▶ Records for the exercise
>>>

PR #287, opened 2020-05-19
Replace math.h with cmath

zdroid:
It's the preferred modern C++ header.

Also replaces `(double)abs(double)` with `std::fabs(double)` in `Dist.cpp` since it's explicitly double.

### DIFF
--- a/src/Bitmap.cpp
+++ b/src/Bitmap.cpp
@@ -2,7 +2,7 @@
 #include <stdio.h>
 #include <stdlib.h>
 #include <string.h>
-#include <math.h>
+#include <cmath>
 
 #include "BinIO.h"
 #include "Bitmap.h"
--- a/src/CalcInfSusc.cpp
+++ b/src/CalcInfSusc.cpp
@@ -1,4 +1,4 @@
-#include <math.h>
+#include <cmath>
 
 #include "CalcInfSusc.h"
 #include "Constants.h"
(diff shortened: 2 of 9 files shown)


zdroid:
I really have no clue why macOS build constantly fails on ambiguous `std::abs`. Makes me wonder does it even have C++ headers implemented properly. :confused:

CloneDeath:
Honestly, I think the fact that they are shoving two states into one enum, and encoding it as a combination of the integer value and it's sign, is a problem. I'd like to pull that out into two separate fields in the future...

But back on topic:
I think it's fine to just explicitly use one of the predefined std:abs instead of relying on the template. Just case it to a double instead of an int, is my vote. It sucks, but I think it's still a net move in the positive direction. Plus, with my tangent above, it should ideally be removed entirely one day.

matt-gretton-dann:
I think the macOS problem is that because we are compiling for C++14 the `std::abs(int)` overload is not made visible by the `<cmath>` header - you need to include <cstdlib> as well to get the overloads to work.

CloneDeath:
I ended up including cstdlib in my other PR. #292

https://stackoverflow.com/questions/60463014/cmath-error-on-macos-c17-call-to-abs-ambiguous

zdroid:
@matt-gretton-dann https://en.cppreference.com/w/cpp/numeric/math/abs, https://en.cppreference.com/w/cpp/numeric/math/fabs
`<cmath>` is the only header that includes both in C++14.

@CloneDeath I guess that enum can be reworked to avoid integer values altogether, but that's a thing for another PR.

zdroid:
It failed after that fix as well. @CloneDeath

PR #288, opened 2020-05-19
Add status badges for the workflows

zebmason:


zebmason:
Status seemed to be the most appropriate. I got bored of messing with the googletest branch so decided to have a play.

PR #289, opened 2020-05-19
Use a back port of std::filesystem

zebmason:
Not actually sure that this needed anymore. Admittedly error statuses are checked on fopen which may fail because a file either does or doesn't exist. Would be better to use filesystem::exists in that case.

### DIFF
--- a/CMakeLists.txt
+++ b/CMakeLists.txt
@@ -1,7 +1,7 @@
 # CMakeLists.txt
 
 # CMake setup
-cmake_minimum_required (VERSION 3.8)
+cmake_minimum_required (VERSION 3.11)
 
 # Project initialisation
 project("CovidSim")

<<<

▶ Instructions for the task
Among the lines of the material, find those that hold the word "CMakeLists" and copy them.

▶ Written solution
--- a/CMakeLists.txt
+++ b/CMakeLists.txt
 # CMakeLists.txt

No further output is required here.